### Stored items
------
Issue #4764, opened 2019-09-17
Extend dirty_read and possibly hints in mssql joins


alfonsoal1983:
**Issue type:**

[x] question
[ ] bug report
[x] feature request
[ ] documentation issue

**Database system/driver:**

[ ] `cordova`
[ ] `mongodb`
[x] `mssql`
[ ] `mysql` / `mariadb`
[ ] `oracle`
[ ] `postgres`
[ ] `cockroachdb`
[ ] `sqlite`
[ ] `sqljs`
[ ] `react-native`
[ ] `expo`

**TypeORM version:**

[x] `latest`
[ ] `@next`
[ ] `0.x.x` (or put your version here)

**Steps to reproduce or a small repository showing the problem:**

Hello, when making a simple dirty_read works fine, the problem comes when I have to extend dirty_read to a query with joins, is there any way to make dirty_read spread to joins?

If not. Can I implement a function that meets that functionality? I have tried it locally and it works quite well, in the same way, you could use that function to apply more mssql hints, the only drawback is that it would only apply to mssql which is the one that uses this nomenclature.

<!--
    To answer those questions you need to put "x" inside the square brackets, for example:
    [x] `mysql`
    [ ] `postgres`

    Also, please format your code properly (by taking code blocks into ```ts .... ```)
!>

Hello, when making a simple query dirty_read works fine:

```
getRepository(Car).createQueryBuilder('cars').setLock('dirty_read').getOne()
```

This would result in:

**SELECT cars.* FROM CAR cars WITH(NOLOCK)**

The problem comes when I have to extend dirty_read to a query with joins. Example:

```
getRepository(Car).createQueryBuilder('cars').setLock('dirty_read')
.innerJoin('car.tires', 'tires')
.getOne()
```
This would result in:

**SELECT cars.*, tires.* FROM CAR car WITH(NOLOCK) **
**INNER JOIN TIRE tires ON tires.ID = cars.TIREID**

The dirty_read will only apply to the main from so that if there is any open transaction that affects the join table, the query will be waiting for the transaction, the idea is to put the dirty_read in the join.

Is there any way to make dirty_read extend to joins?

If not. Can I implement a function that meets that functionality? I have tried it locally and it works quite well, in the same way, you could use that function to apply more mssql hints (https://docs.microsoft.com/en-us/sql/t-sql/queries/hints-transact-sql-table?view=sql-server-2017), something like this (it's just an incomplete example, the final code would be more readable):

[...]

PR #8507, opened 2022-01-05
fix: add WITH (lock) clause for MSSQL select with join queries

iceCreamParlor:
Typeorm didn't supported LOCK clause in MSSQL SELECT + JOIN query. 

For example, when we write code with typeorm like this
```typescript
await getConnection()
        .createQueryBuilder()
        .select("order")
        .setLock("dirty_read")
        .from(Order, "order")
        .innerJoinAndSelect("order", "order.OrderItems")
        .where("1=1")
        .getMany()
```
we would expect the corresponding SQL of this statement is 
```sql
SELECT      *
FROM        Order O     WITH (NOLOCK)
LEFT JOIN   OrderItems  WITH (NOLOCK)
WHERE       1=1
```
but typeorm generates SQL like this 
```sql
SELECT      *
FROM        Order O     WITH (NOLOCK)
LEFT JOIN   OrderItems  
WHERE       1=1
```

This pull request enables LOCK with SELECT + JOIN sql query.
------
Check each line of the entries above for the string "functionality", and return those that contain it.

If not. Can I implement a function that meets that functionality? I have tried it locally and it works quite well, in the same way, you could use that function to apply more mssql hints, the only drawback is that it would only apply to mssql which is the one that uses this nomenclature.
If not. Can I implement a function that meets that functionality? I have tried it locally and it works quite well, in the same way, you could use that function to apply more mssql hints (https://docs.microsoft.com/en-us/sql/t-sql/queries/hints-transact-sql-table?view=sql-server-2017), something like this (it's just an incomplete example, the final code would be more readable):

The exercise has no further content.